Solanum karsense

Scientific classification
- Kingdom: Plantae
- Clade: Embryophytes
- Clade: Tracheophytes
- Clade: Spermatophytes
- Clade: Angiosperms
- Clade: Eudicots
- Clade: Asterids
- Order: Solanales
- Family: Solanaceae
- Genus: Solanum
- Species: S. karsense
- Binomial name: Solanum karsense Symon

= Solanum karsense =

- Genus: Solanum
- Species: karsense
- Authority: Symon

Species of flowering plant

Solanum karsense, the Menindee nightshade, is a member of the family Solanaceae, and is listed as a vulnerable species under both the NSW Biodiversity Conservation Act and the Commonwealth Environment Protection and Biodiversity Conservation Act.

== Description ==
Solanum karsense is a green-grey perennial herb that can grow up to approximately 30 cm tall. The entire plant is densely covered in pale star shaped hairs with firm pale spines up to 15 mm long along the stem. Leaves are rounded and ovate, 1.5 to 3 cm long and 1 to 2 cm wide. Flowers are purple, shallowly bell shaped being about 20 to 35 mm across and occur in clusters up to 12. The fruit is a small berry, white with green stripes.

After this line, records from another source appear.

PR #972, opened 2020-12-16
Register assemblies in the assembly container to ensure later assembly loads succeed

azeno:
# PR Details

## Description

Different approach to what I proposed in https://github.com/stride3d/stride/pull/965. This time all the dependencies as given by the project are registered in the used assembly container to ensure that a later assembly load will work.

## Related Issue

https://github.com/stride3d/stride/pull/965

## Types of changes

## Checklist

### DIFF
--- a/sources/assets/Stride.Core.Assets/PackageSession.Dependencies.cs
+++ b/sources/assets/Stride.Core.Assets/PackageSession.Dependencies.cs
@@ -303,6 +303,10 @@ namespace Stride.Core.Assets
             // 1. Load store package
             foreach (var projectDependency in project.FlattenedDependencies)
             {
+                // Make all the assemblies known to the container to ensure that later assembly loads succeed
+                foreach (var assembly in projectDependency.Assemblies)
+                    AssemblyContainer.RegisterDependency(assembly);
+
                 var loadedPackage = packages.Find(projectDependency);
                 if (loadedPackage == null)
                 {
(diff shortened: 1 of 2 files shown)


xen2:
Does it run `AssemblyContainer.CurrentDomain_AssemblyResolve` before throwing the exception? (with a not-null `container`)
If yes, I think it might be better to do the few required assembly-loads lazily in there rather than forcing all of them to load.

However, I am not sure why we don't do that for the `.deps.json` case already. Maybe it doesn't work in practice.

Do you happen to have a repro project so that I could quickly test?

azeno:
1) Checkout `dev/azeno/assembly-load-repro` of https://github.com/vvvv/VL.Stride/tree/dev/azeno/assembly-load-repro and build the `packages/VL.Stride.Runtime` project (if you build the whole solution it will try to install vvvv which you don't need). You should end up with VL.Stride.* packages in `LocalAppData\Stride\Nuget Dev`
2) Download and build this console app: 
[ConsoleApp1.zip](https://github.com/stride3d/stride/files/5729454/ConsoleApp1.zip)

The build step should crash with a type load exception.

azeno:
Oh and the assemblies are not force loaded - just their paths get registered in case they need to be loaded.

xen2:
Sorry, I misread the code and thought `LoadAssemblyByName` was called by another top-level function rather than `AssemblyResolve`.
So it's already doing what I was describing, thanks 👍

== Distribution and habitat ==
Solanum karsense is found in far south-western New South Wales, Australia. The species' range is known to extend as far south as Balranald along the Murray River, and as far north as Manindee, as far west as the South Australian border, and its eastern most sighting is nearby the Lachlan Valley State Conservation Area. Kinchega National Park is the only conservation reserve in which the species is protected.

The species preferred habitat is periodically flooded lake beds and floodplains, with heavy self-mulching grey clay soils, and is often associated with Black Box (Eucalyptus largiflorens) and Old Man Saltbush (Atriplex nummularia). However, the species also occurs on sandy floodplains, ridges and red brown earths.

== Ecology and life cycle ==
Solanum karsense is ephemeral and clonal, appearing in flushes following flooding or significant rainfall. During flooding seeds persist in the soil, once the soil dries out and begins to crack seedlings emerge and take approximately 3 to 6 months to mature, flower, and set seed, replenishing the seed bank. Populations then decline until the next flood or rain event. Individuals can also reproduce through runners shooting up from lateral roots. It has been known to tolerate or even be stimulated by human disturbances like ploughing, grading, and cultivation. Populations can range from isolated individuals to large colonies covering thousands of hectares.

== Threats ==
Key threats to the species include habitat modification through lake bed cropping; the altering of flooding regimes, both permanent inundation of formally ephemeral lakes, and the disruption of natural flooding cycles; and grazing pressure from livestock, rabbits, kangaroos, and goats.

== Conservation management and research ==
Solanum karsense is an extremely under researched species with many knowledge gaps such as the species range, population hotspots, and seed viability and germination, as well as the effects of fire, flooding, grazing, and other disturbances on the species. The species is covered under NSW's Saving Our Species program but has no active conservation programs as of June 2026, however one is stated to be in the works.